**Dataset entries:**
Start of Block
PR #2264, opened 2025-03-24
kj::ThreadId

mikea:
I intend to use it from `refcount.h`. Let me know if `common.h` is not a best place for this. @kentonv

### DIFF
--- a/c++/src/kj/common-test.c++
+++ b/c++/src/kj/common-test.c++
@@ -24,6 +24,7 @@
 #include <inttypes.h>
 #include <kj/compat/gtest.h>
 #include <span>
+#include "thread.h"
 
 namespace kj {
 namespace {
@@ -1273,6 +1274,23 @@ KJ_TEST("memzero<T>()") {
   for (auto& t: arr) {
     KJ_EXPECT(t.pi == 0);
   }
+}
+
+KJ_TEST("ThreadId") {
+  auto id1 = ThreadId::current();
+  id1.assertCurrentThread();
+
+  auto id2 = ThreadId::current();
+  KJ_ASSERT(id2 == id1);
+  
+  Thread thread([&]() {
+    auto id3 = ThreadId::current();
+    id3.assertCurrentThread();
+    KJ_ASSERT(id1 != id3);
+    KJ_ASSERT(id2 != id3);
+
+    KJ_EXPECT_THROW_MESSAGE("expected id == &currentThreadId", id1.assertCurrentThread());
+  });
 }
 
 }  // namespace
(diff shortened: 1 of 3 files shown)


c++/src/kj/common.c++
```diff
@@ -44,6 +44,15 @@ void unreachable() {
   KJ_KNOWN_UNREACHABLE(abort());
 }
 
+thread_local bool currentThreadId;
```
kentonv, line 47: Declare this `static` and/or put it in an anonymous namespace to make sure the compiler gives it internal linkage.

(I think `static` is assumed for variables unless you explicitly declare them `extern` but doesn't hurt to be explicit.)

c++/src/kj/common.h
```diff
@@ -2278,6 +2278,23 @@ struct ByteLiteral<1ul> {
 
 }
 
+class ThreadId {
+// Unique thread identifier.
+// Implemented as thread_local address, so could be efficient even for production
+// environments especially with LTO.
```
kentonv, line 2284:
```suggestion
  // Unique thread identifier.
  // Implemented as thread_local address, so could be efficient even for production
  // environments especially with LTO.
```

c++/src/kj/common.h
```diff
@@ -2278,6 +2278,23 @@ struct ByteLiteral<1ul> {
...
+
+public:  
+  ThreadId();
+  // Initializes to current thread id
```
kentonv, line 2288: IMO default constructor should probably initialize to null, or should be deleted.

We should have a static `ThreadId::current()` to get the current thread.

c++/src/kj/common-test.c++
```diff
@@ -1275,5 +1276,20 @@ KJ_TEST("memzero<T>()") {
   }
 }
 
+KJ_TEST("ThreadId") {
+  ThreadId id1;
+  id1.assertCurrentThread();
```
kentonv, line 1281: Be sure to check a failure case, you can use `KJ_ASSERT_THROW_MESSAGE()`.

c++/src/kj/common.h
kentonv, line 1: I guess the argument for adding yet another thing to common.h is that we expect to use this directly in a lot of low-level types for debugging?

mikea: I'm going to need it first in `refcount.h` but it doesn't look right for this kind utility. `memory.h` is better but still not ideal? I was thinking `thread.h` but that is too heavy and there will probably be mess if I include it from `refcount.h`. So `common.h` seems the most logical place for such thing unless you want me to create new header.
End of Block
**TASK REQUIREMENTS:** Check each line above for the word "auto", and copy the lines where it appears.

**OUTPUT FOR THIS TASK:**
   for (auto& t: arr) {
+  auto id1 = ThreadId::current();
+  auto id2 = ThreadId::current();
+    auto id3 = ThreadId::current();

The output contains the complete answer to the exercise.